Hacker News new | ask | show | jobs
by soared 2741 days ago
I mean as a POC its not bad, but google analytics is not the same as analyzing server logs (contrary to what most people would suggest). Most of the value of ga comes from session and user level metrics, which are 1000x more difficult to implement than showing pageviews. Unless you are planning on building a device graph that rivals google, you can't clone ga.
1 comments

> google analytics is not the same as analyzing server logs

This is what most people don’t get with ga.

Google Analytics does the heavy lift by removing incoherent , corrupted or malicious data insertion.

Let’s say I use Puppeteer i can scrap this page a million time with completely wrong headers like « Netscape 8.1 ». GA purify this type of malicious attempts , it will probably look my IP Adress and figure out that it’s actually coming from only one IP and « Netscape » is too rare to be considered as an actual browser so it would probably ignore it.

All others « free google analytics alternatives » that exists today don’t have this type of mechanism to prevent from data corruption.

In general they just get an Http Request and acknowledge it as a legitimate visit.

Logging an Http request from a browser is not even a tenth of the work GA does under the hood.

> Google Analytics does the heavy lift by removing incoherent , corrupted or malicious data insertion.

Unless it's referrer spam...that somehow still sticks around (at least last time I checked, which was several months ago).

If you hire an expert to set up your ga referrer spam doesn't get through, its super easy to filter before hand.
I have to disagree here. GA is very advanced but still rather dumb with data collection, and can be gamed in many ways, and I'm saying this as a user of GA for 10+ years along with their enterprise/premium suite.
I'm not sure how well that filtering works in practice. I think most of it is just that it only tracks clients that load javascript.
> Google Analytics does the heavy lift by removing incoherent , corrupted or malicious data insertion.

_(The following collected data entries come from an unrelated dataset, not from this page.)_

PR #3387, opened 2022-06-07
Add pure assignment warning

davidkpiano:
This PR adds a warning about pure assignments to the docs.

### DIFF
--- a/docs/guides/context.md
+++ b/docs/guides/context.md
@@ -189,6 +189,21 @@ The `meta` object contains:
 - `action` - the assign action
 
 ::: warning
+Assigners **must be pure**; they should not contain any side-effects.
+
+```js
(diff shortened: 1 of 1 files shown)


docs/guides/context.md
```diff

> Let’s say I use Puppeteer i can scrap this page a million time with completely wrong headers like « Netscape 8.1 ». GA purify this type of malicious attempts , it will probably look my IP Adress and figure out that it’s actually coming from only one IP and « Netscape » is too rare to be considered as an actual browser so it would probably ignore it.

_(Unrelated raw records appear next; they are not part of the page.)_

PR #3393, opened 2022-06-08
Deprecate `send()` action creator

davidkpiano:
This PR deprecates the `send()` action creator in favor of `sendTo()` and `raise()`.


packages/core/src/actions.ts
```diff
@@ -292,7 +294,7 @@ export function sendTo<
   TEvent extends EventObject,
   TActor extends AnyActorRef
 >(
-  actor: string | TActor | ((ctx: TContext) => TActor),
+  actor: string | TActor | ((ctx: TContext, event: TEvent) => TActor),
```
Andarist, line 297: Should we add a test case that would check that `event` param can be used to get the `TActor`? I'm pretty sure that it just works but it would be good to have such test to validate the types

packages/core/src/actions.ts
```diff
@@ -181,6 +181,8 @@ export function resolveRaise<TEvent extends EventObject>(
  * Sends an event. This returns an action that will be read by an interpreter to
  * send the event in the next step, after the current step is finished executing.
  *
+ * @deprecated Use the `sendTo(...)` action creator instead.
```
Andarist, line 184: I don't think that we can deprecate this right now. `send` is still useful to create delayed events to "self".

davidkpiano: This is now possible

davidkpiano:
@Andarist Is this good to go?

packages/core/src/StateNode.ts
```diff
@@ -1307,11 +1307,16 @@ class StateNode<
...
+        const isSendAction = action.type === actionTypes.send;
+        const isRaisableSendAction =
+          isSendAction &&
           (action as SendActionObject<TContext, TEvent>).to ===
-            SpecialTargets.Internal)
+            SpecialTargets.Internal &&
+          !(action as SendActionObject<TContext, TEvent>).delay;
+
+        return action.type === actionTypes.raise || isRaisableSendAction;
+      }
```
Andarist, line 1319: nit: if this is a `raise` action then it's not worth checking upfront if it's a raisable send action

I do a lot of work with GA, and have seen this misperception brought up a few times. When it comes to data processing, GA is not intelligent. If you haven't told it to do something explicitly, it isn't doing it. And if you tell it to do something, it'll only do that for all new data and will make no attempts to do it to historical data.

- GA is relatively robust against web scraping due to the fact that most scrapers don't render the page. So the GA-related code on the page is never executed and a hit is never made to Google's servers. If the scraper is using a headless browser, such as Puppeteer, and renders the page, then it will in fact send that hit to GA.

- If you've checked the "Exclude bots" view setting[1], it will apply the IAB Spiders and Bots list to traffic[2]. This is a deterministic list of user-agent based filters to apply[3], and anyone is capable of paying for it. Google just gives it to GA users for free via the Exclude bots filter.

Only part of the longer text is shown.